Документация на русском: https://github.com/eltaline/wzd/blob/master/README-RUS.md
wZD is a server written in Go language that uses a modified version of the BoltDB database as a backend for saving and distributing any number of small and large files, NoSQL keys/values, in a compact form inside micro Bolt databases (archives), with distribution of files and values in BoltDB databases depending on the number of directories or subdirectories and the general structure of the directories. Using wZD can permanently solve the problem of a large number of files on any POSIX compatible file system, including a clustered one. Outwardly it works like a regular WebDAV server.
...and billions of files will no longer be a problem.
- Multithreading
- Multi servers for fault tolerance and load balancing
- Maximum transparency for the user or developer
- Supported HTTP methods: GET, HEAD, PUT and DELETE
- Manage read and write behavior through client headers
- Support for customizable virtual hosts
- Linear scaling of read and write using clustered file systems
- Effective methods of reading and writing data
- Supports CRC data integrity when writing or reading
- Support for Range and Accept-Ranges, If-None-Match and If-Modifed-Since headers
- Store and share 10,000 times more files than there are inodes on any POSIX compatible file system, depending on the directory structure
- Support for adding, updating, deleting files and values, and delayed compaction of Bolt archives
- Allows the server to be used as a NoSQL database, with easy sharding based on the directory structure
- Bolt archives support for selective reading of a certain number of bytes from a value
- Easy sharding of data over thousands or millions of Bolt archives based on the directory structure
- Mixed mode support, with ability to save large files separately from Bolt archives
- Support for obtaining a list or number of keys in a directory, including non-unique ones
- Semi-dynamic buffers for minimal memory consumption and optimal network performance tuning
- Includes multithreaded wZA archiver for migrating files without stopping the service
- Multipart is not supported
- The POST method is not yet supported
- The HTTPS protocol is not yet supported
- There is no native protocol and drivers for different programming languages
- There is no way to transparently mount the structure as a file system via WebDAV or FUSE
- For security reasons, the server does not support recursive deletion of directories
- The server does not allow uploading files to the root directory of the virtual host (applies only to Bolt archives)

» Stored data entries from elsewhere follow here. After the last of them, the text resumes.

PR #12046, opened 2026-07-07
perf(bm25): cursor tombstone and filter probes in block-max WAND

amourao:
## What

Block-max WAND probes tombstones and the filter allowlist at each term's monotonically-advancing `idPointer`. Today every probe is a `Bitmap.Contains` — a fresh key search plus container descent from scratch. This swaps in sroar's `ContainsCursor`, which caches the last container position and gallops forward from it, matching the access pattern the WAND advance produces.

Results are **bit-identical** to the old path: `ContainsCursor` returns exactly what `Bitmap.Contains` would for any probe order (backward moves fall back to the plain search), and `cursor.Reset(nil)` reports false, so an absent bitmap stays a no-op.

## Changes

- `SegmentBlockMax` gains by-value tombstone (`tombCur`/`memTombCur`) and filter (`filterCur`) cursors, primed lazily on first probe. `filterContains` cursors a `*helpers.BitmapAllowList` and falls back to the `AllowList` interface for other kinds.
- `setTombstones()` rebinds the flushing term's tombstone bitmap and clears the cursor latch, so the post-construction assignment (`bucket.go`) can't leave the cursor bound to the pre-assignment (nil) bitmap.
- Bumps **sroar v0.0.13 → v0.0.15** (adds `ContainsCursor`/`NextGeq`, exact-size AndNot). `CompareNumKeys` was removed upstream in this lineage; the one caller in `prop_value_pairs.go` migrates to `NumContainers()` — the same migration already on `main` (v0.0.14).

## Testing

- New `TestBlockMaxWandCursorAdmissibility`: 5 cases (bitmap filter, memtable tombstones, segment tombstones, and both combinations) pinning the cursor path bit-for-bit against a pre-delete unrestricted baseline, across three sroar container keys so the cursors cross containers. Mutation-tested to confirm it fails on divergence.
- Existing lsmkv unit + integration suites pass with `-race`; linters clean.
- sroar v0.0.13→v0.0.15 API drift audited: every API weaviate calls is behaviorally equivalent (in-place `Or`/`And`/`AndNot` semantics unchanged; the AndNot compaction rewrite only affects the package-level `AndNot(a,b)`, which weaviate doesn't call in non-test code).

## Notes for review

This is the production-safe subset of a larger BM25 filtered-search optimization arc; the leapfrog / merged-filter / snap experiments are intentionally **not** included here.

### DIFF
--- a/adapters/repos/db/lsmkv/segment_blockmax.go
+++ b/adapters/repos/db/lsmkv/segment_blockmax.go
@@ -185,17 +185,15 @@ type SegmentBlockMax struct {
 	memTombstones *sroar.Bitmap
 	filterDocIds  helpers.AllowList
 
-	// Probed at this term's monotonically advancing idPointer, the access
-	// pattern ContainsCursor is built for. Primed lazily on first probe.
-	tombCur      sroar.ContainsCursor
-	memTombCur   sroar.ContainsCursor
-	tombCurReady bool
+	// Probed at this term's monotonically advancing idPointer — the access
+	// pattern ContainsCursor is built for.
+	tombCur    sroar.ContainsCursor
+	memTombCur sroar.ContainsCursor
 
-	// filterBm is the AllowList's bitmap when it is a *BitmapAllowList, else nil
-	// — a non-bitmap AllowList keeps the interface probe.
+	// filterCursored is true when filterDocIds is a *BitmapAllowList probed via
+	// filterCur; other AllowList kinds fall back to the interface.
 	filterCur      sroar.ContainsCursor
-	filterBm       *sroar.Bitmap
-	filterCurReady bool
+	filterCursored bool
 
 	// stateless reusable-decode functions, resolved once from the segment's
 	// codecs (doc ids and term frequencies). Func values, not an encoder
@@ -281,6 +279,7 @@ func newSegmentBlockMaxFromNode(s *segment, node segmentindex.Node, queryTermInd
 		memTombstones: memTombstones,
 		sectionReader: sectionReader,
 	}
+	output.primeCursors()
 
 	if err := output.reset(); err != nil {
 		return nil
@@ -327,6 +326,7 @@ func NewSegmentBlockMaxTest(docCount uint64, blockEntries []terms.BlockEntry, bl
 
 	output.decodeBlock()
 
+	output.primeCursors()
 	output.advanceOnTombstoneOrFilter()
 
 	output.Metrics.BlockCountTotal += uint64(len(output.blockEntries))
@@ -356,6 +356,7 @@ func NewSegmentBlockMaxDecoded(key []byte, queryTermIndex int, propertyBoost flo
 		freqDecoded:       true,
 		exhausted:         true,
 	}
+	output.primeCursors()
 
 	output.Metrics.BlockCountTotal += uint64(len(output.blockEntries))
 	output.Metrics.DocCountTotal += output.docCount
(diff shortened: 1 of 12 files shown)


adapters/repos/db/lsmkv/segment_blockmax.go
```diff
@@ -185,6 +185,18 @@ type SegmentBlockMax struct {
...
+	// Probed at this term's monotonically advancing idPointer, the access
+	// pattern ContainsCursor is built for. Primed lazily on first probe.
+	tombCur      sroar.ContainsCursor
+	memTombCur   sroar.ContainsCursor
+	tombCurReady bool
+
+	// filterBm is the AllowList's bitmap when it is a *BitmapAllowList, else nil
+	// — a non-bitmap AllowList keeps the interface probe.
+	filterCur      sroar.ContainsCursor
+	filterBm       *sroar.Bitmap
```
aliszka: does `filterBm` have to be extracted from the allowlist? i don't see other usage than passing it to the cursor

adapters/repos/db/lsmkv/segment_blockmax.go
```diff
@@ -393,8 +405,38 @@ func (s *SegmentBlockMax) advanceOnTombstoneOrFilter() {
...
+	}
+	return s.tombCur.Contains(docID) || s.memTombCur.Contains(docID)
+}
+
+// setTombstones rebinds the bitmap and clears the cursor latch so the next
+// tombstoned() re-primes on it — the flushing term assigns its tombstones
+// after construction, when tombCur could otherwise stay bound to the old one.
+func (s *SegmentBlockMax) setTombstones(tombstones *sroar.Bitmap) {
+	s.tombstones = tombstones
+	s.tombCurReady = false
```
aliszka: this causes `memTombCur` to be reset. should `tombCur` and `memTombCur` be reset at the same time, if memTombstones does not seem to be updated anywhere?

adapters/repos/db/lsmkv/segment_blockmax.go
```diff
@@ -185,6 +185,18 @@ type SegmentBlockMax struct {
 	memTombstones *sroar.Bitmap
 	filterDocIds  helpers.AllowList
 
+	// Probed at this term's monotonically advancing idPointer, the access
+	// pattern ContainsCursor is built for. Primed lazily on first probe.
+	tombCur      sroar.ContainsCursor
+	memTombCur   sroar.ContainsCursor
+	tombCurReady bool
```
aliszka: are `tombCurReady` and `filterCurReady` necessary? 
cursors could be reset when bitmaps are actually changed and `tombstoned` and `filterContains` methods could simply call `Contains` instead checking read flag first.

go.mod
```diff
@@ -85,7 +85,7 @@ require (
 	github.com/weaviate/fgprof v0.0.1
 	github.com/weaviate/mockoidc v0.0.0-20250611114324-56bff60d94c2
 	github.com/weaviate/s5cmd/v2 v2.0.1
-	github.com/weaviate/sroar v0.0.13
+	github.com/weaviate/sroar v0.0.15
```
aliszka, line 88: please run `make deps` to update sroar in every `go.mod` file in repo

adapters/repos/db/lsmkv/segment_blockmax.go
amourao: replaced with `filterCursored bool`

adapters/repos/db/lsmkv/segment_blockmax.go
amourao: now resets only tombCur; documented

aliszka (approved):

- Directories and subdirectories of virtual hosts do not allow other people's files with the .bolt extension
- Data disks cannot simply be transferred from the Little Endian system to the Big Endian system, or vice versa
Multipart will not be supported, since a strict record of a specific amount of data is required so that underloaded files do not form and other problems arise.
Use only binary data transfer protocol to write files or values.
- Only use with reverse proxy servers like Nginx or HAProxy
- Operating Systems: Linux, BSD, Solaris, OSX
- Architectures: amd64, arm64, ppc64 and mips64, with only amd64 tested
- Supported Byte Order: Little or Big Endian
- Any POSIX compatible file system with full locking support (preferred clustered MooseFS)
Our cluster used has about 250,000,000 small pictures and 15,000,000 directories on separate SATA drives. It utilizes the MooseFS cluster file system. This works well with so many files, but at the same time, its Master servers consume 75 gigabytes of RAM, and since frequent dumps of a large amount of metadata occur, this is bad for SSD disks. Accordingly, there is also a limit of about 1 billion files in MooseFS itself with the one replica of each file.
With a fragmented directory structure, an average of 10 to 1000 files are stored in most directories. After installing wZD and archiving the files in Bolt archives, it turned out about 25 times less files, about 10,000,000. With proper planning of the structure, a smaller number of files could have been achieved, but this is not possible if the already existing structure remains unchanged. Proper planning would result in very large inodes savings, low memory consumption of the cluster FS, significant acceleration of the MooseFS operation itself, and a reduction in the actual space occupied on the MooseFS cluster FS. The fact is, MooseFS always allocates a block of 64KB for each file, that is, even if a file has a size of 3KB, will still be allocated 64KB.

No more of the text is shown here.